Thanks for guiding me to the raw data, I am keen to start working with it!

Cheers, Raïssa

jodievandekamp commented 4 years ago

Fantastic @raissameyer Let me know if you need anything further.

raissameyer commented 4 years ago

Hi @jodievandekamp

While having a closer look at the 16S amplicon data I realised that multiple run accession numbers belong to a single sample accession number referenced in the metadata table. Do you know what the differences between the runs were? Which forward-reverse FASTQ pair would you suggest using per sample?

Cheers, Raïssa

jodievandekamp commented 4 years ago

Hi @raissameyer, Did you just download the Maria Island (MAI) data?
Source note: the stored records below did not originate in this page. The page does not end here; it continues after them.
PR #69, opened 2021-06-01
Update Rule5-1.md

xingcx:
Split Rule 5-1 into 2 RDS to keep one rule assertion per RDS.

### DIFF
--- a/docs/section5/Rule5-1.md
+++ b/docs/section5/Rule5-1.md
@@ -1,8 +1,8 @@
 
-# Envelope - Rule 5-1
+# Envelope - Rule 5-1-1  
 
-**Rule ID:** 5-1  
-**Rule Description:** Baseline Performance is the average of 4 rotations if vertical fenestration area per each orientation differ by more than 5%  
+**Rule ID:** 5-1-1  
+**Rule Description:** Baseline Performance is the average of 4 rotations if vertical fenestration area per each orientation differ by more than 5%.  
 **Rule Assertion:** Baseline RMR Building:is_rotated = expected value  
 **Appendix G Section:** Section G3.1-5(b) Building Envelope Modeling Requirements for the Baseline building  
 **Appendix G Section Reference:** Table G3.1 Section 5a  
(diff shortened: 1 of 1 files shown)


docs/section5/Rule5-1.md
```diff
@@ -20,44 +20,42 @@
 
 - **Applicability Check 1:** ```if (rule-5-7  == PASS):```
```
supriyagoel, line 22: Applicability check 1 (5-7) will have to be renumbered when all envelope TCDs are renumbered

docs/section5/Rule5-1.md
```diff
@@ -20,44 +20,42 @@
...
+  - For each thermal_block in building segment: ```thermal_block_b in building_segment_b.thermal_blocks:```  
   
-  - For each zone in thermal block: ```zone_baseline in thermal_block_baseline.zones:```  
+  - For each zone in thermal block: ```zone_b in thermal_block_b.zones:```  
 
-  - For each space in zone: ```space_baseline in zone_baseline.spaces:```  
+  - For each space in zone: ```space_b in zone_b.spaces:```  
 
-    - For each surface in space: ```for surface_baseline in space_baseline.surfaces:```  
+    - For each surface in space: ```for surface_b in space_b.surfaces:```
```
supriyagoel, line 34: @xingcx and @JasonGlazer i believe the schema is going to be changed so that surfaces are associated with zones instead of spaces, correct? If yes, the RDS will have to be revised to check for surfaces at the zone level.

docs/section5/Rule5-1.md
```diff
@@ -20,44 +20,42 @@
...
+  - For each zone in thermal block: ```zone_b in thermal_block_b.zones:```  
 
-  - For each space in zone: ```space_baseline in zone_baseline.spaces:```  
+  - For each space in zone: ```space_b in zone_b.spaces:```  
 
-    - For each surface in space: ```for surface_baseline in space_baseline.surfaces:```  
+    - For each surface in space: ```for surface_b in space_b.surfaces:```  
 
-      - Check that surface is exterior and vertical: ```if ( surface_baseline.adjacent_to == "AMBIENT" ) AND ( 60 <= _surface.tilt <= 90 ): exterior_vertical_surface = surface_baseline```  
+      - Check that surface is exterior and vertical: ```if ( surface_b.adjacent_to == "EXTERIOR" ) AND ( 60 <= _surface.tilt <= 90 ): exterior_vertical_surface_b = surface_b```
```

If so, yes there would be 12 samples (e.g. 21644 -21655, surface depth across a year period) with multiple run accessions. The reason there were 2 runs is that it was when we switched from 454 to MiSeq, we piloted the 12 samples on a single MiSeq run to see what the data was like. Moving forward we sent in our entire samples set for MiSeq and rather than cherry picking the 12 samples out of the plates, they were just sequenced again. For consistency sake, I would use the AHGA0 (bac 16S) or AHYFU (arc 16S) runs as these were full runs of samples. Let me know if this isn't the double up you were talking about. Hope the project is going well! Cheers, Jodie

raissameyer commented 3 years ago

Hi @jodievandekamp

Sorry for the silence here. I’ve just started a three year project, so I’ll soon pick this up. Yes, that was the duplication I was referring to - thanks a lot for clarifying.